◆ DIRECTIONS FOR THIS TASK ◆
Could you transcribe the material below exactly, without leaving out a single line?

• • • •

PR #2385, opened 2020-12-08
Use the lastTransitionTime for failed kubernetes build jobs

### LINKED ISSUE #2046: Deployment duration does not stop incrementing for failed kubernetes deployments
**Describe the bug**
Deployment duration does not stop incrementing for failed kubernetes deployments.

**Screenshots**
image
Wait a minute and refresh
image

shreddedbacon:
# Checklist

# Closing issues
closes #2046

### DIFF
--- a/services/kubernetesbuilddeploymonitor/src/index.ts
+++ b/services/kubernetesbuilddeploymonitor/src/index.ts
@@ -181,17 +181,18 @@ ${podLog}`;
       }
     })(jobInfo.status.active ? 'active' : jobInfo.status.conditions[0].type.toLowerCase());
 
+    let completedTime = jobInfo.status.completionTime
     if (status == 'failed') {
       // failed jobs in kubernetes don't have a completionTime in them
       // the status conditions will have a lastTransitionTime in them that will contain the state the job went into
       // since jobs only have 1 attempt, there shouldn't be any other conditions
-      jobInfo.status.completionTime = jobInfo.status.conditions[0].lastTransitionTime
+      completedTime = jobInfo.status.conditions[0].lastTransitionTime
     }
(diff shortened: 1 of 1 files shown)


services/kubernetesbuilddeploymonitor/src/index.ts
```diff
@@ -181,6 +181,13 @@ ${podLog}`;
       }
     })(jobInfo.status.active ? 'active' : jobInfo.status.conditions[0].type.toLowerCase());
 
+    if (status == 'failed') {
+      // failed jobs in kubernetes don't have a completionTime in them
+      // the status conditions will have a lastTransitionTime in them that will contain the state the job went into
+      // since jobs only have 1 attempt, there shouldn't be any other conditions
+      jobInfo.status.completionTime = jobInfo.status.conditions[0].lastTransitionTime
```
rocketeerbkw: This mutates the `jobInfo` which is considered bad practice in JS these days. It might cause some poor, unsuspecting, future developer (karma says it's you 😉) to check this field at some point later on in this file and assume something that isn't true.

It'd be better to create a new variable that's set with the `jobInfo.status.completionTime` or `jobInfo.status.conditions[0].lastTransitionTime` to use in the `updateDeployment`. Similar to `status` right above (but doesn't need a fancy anonymous function).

• • • •

◆ SOLUTION ◆
PR #2385, opened 2020-12-08
Use the lastTransitionTime for failed kubernetes build jobs

### LINKED ISSUE #2046: Deployment duration does not stop incrementing for failed kubernetes deployments
**Describe the bug**
Deployment duration does not stop incrementing for failed kubernetes deployments.

**Screenshots**
image
Wait a minute and refresh
image

shreddedbacon:
# Checklist

# Closing issues
closes #2046

### DIFF
--- a/services/kubernetesbuilddeploymonitor/src/index.ts
+++ b/services/kubernetesbuilddeploymonitor/src/index.ts
@@ -181,17 +181,18 @@ ${podLog}`;
       }
     })(jobInfo.status.active ? 'active' : jobInfo.status.conditions[0].type.toLowerCase());
 
+    let completedTime = jobInfo.status.completionTime
     if (status == 'failed') {
       // failed jobs in kubernetes don't have a completionTime in them
       // the status conditions will have a lastTransitionTime in them that will contain the state the job went into
       // since jobs only have 1 attempt, there shouldn't be any other conditions
-      jobInfo.status.completionTime = jobInfo.status.conditions[0].lastTransitionTime
+      completedTime = jobInfo.status.conditions[0].lastTransitionTime
     }
(diff shortened: 1 of 1 files shown)


services/kubernetesbuilddeploymonitor/src/index.ts
```diff
@@ -181,6 +181,13 @@ ${podLog}`;
       }
     })(jobInfo.status.active ? 'active' : jobInfo.status.conditions[0].type.toLowerCase());
 
+    if (status == 'failed') {
+      // failed jobs in kubernetes don't have a completionTime in them
+      // the status conditions will have a lastTransitionTime in them that will contain the state the job went into
+      // since jobs only have 1 attempt, there shouldn't be any other conditions
+      jobInfo.status.completionTime = jobInfo.status.conditions[0].lastTransitionTime
```
rocketeerbkw: This mutates the `jobInfo` which is considered bad practice in JS these days. It might cause some poor, unsuspecting, future developer (karma says it's you 😉) to check this field at some point later on in this file and assume something that isn't true.

It'd be better to create a new variable that's set with the `jobInfo.status.completionTime` or `jobInfo.status.conditions[0].lastTransitionTime` to use in the `updateDeployment`. Similar to `status` right above (but doesn't need a fancy anonymous function).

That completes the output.